A Single Enantiomer Preparation of Prozac? and a Novel Synthesis of Amides
Several modern-day pharmaceuticals consist of molecules that are chiral. These molecules are of special importance because they are composed of enantiomers. Enantiomers are nearly identical molecules that are non-superimposable mirror images of each other. Interestingly enough, enantiomeric pairs often have different effects within the body. We are working on two ideas, the first to show that a drug such as Prozac? can be made using our process, and the second, to increase the number of functional groups on our enantiopure molecules. The anti-depressant Prozac? is a chiral drug that is composed of two enantiomers. This compound is currently prescribed as a racemate, meaning that it consists of equal amounts of the two enantiomeric forms. Although each enantiomer has anti-depressant affects within the body, it is found that the drugs (S)-enantiomer has anti-migraine properties in addition to its anti-depressant. Unfortunately, these affects are masked when the drug is taken in its racemic form. Our research proposes a method of synthesizing the pure (S)-enantiomer of Prozac? in order to unleash the molecules anti-migraine affects.
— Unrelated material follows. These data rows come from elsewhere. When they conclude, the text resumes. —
PR #49, opened 2017-02-03
Type adapter compilation safety

anthonycr:
#### Summary
We were using hardcoded strings for all the adapter fields in the `KnownTypeAdaptersUtils` class. This had a couple of effects:
- It made it look like most of the classes and fields in `KnownTypeAdapters` were unused to the compiler. This meant we had to suppress helpful lint warnings in that class.
- It made any refactoring more difficult.
- It made the code susceptible to any other changes, such as changes to Gson. With this change it is much more clear if there is a problem with the class referenced by Gson.

I also did some general refactoring around this code to make it more clear.

### DIFF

In order to synthesize the molecule, a cyano group must be converted to an amide. Currently there are few ways that work to do such a conversion. We have developed mild reaction conditions to create the change and leave the stereochemistry of the molecule unchanged.
Pace, Aaron; Jones, Regan; Nguyen, Charles; and Tang, Judy, "A Single Enantiomer Preparation of Prozac? and a Novel Synthesis of Amides" (2002). URC Student Scholarship.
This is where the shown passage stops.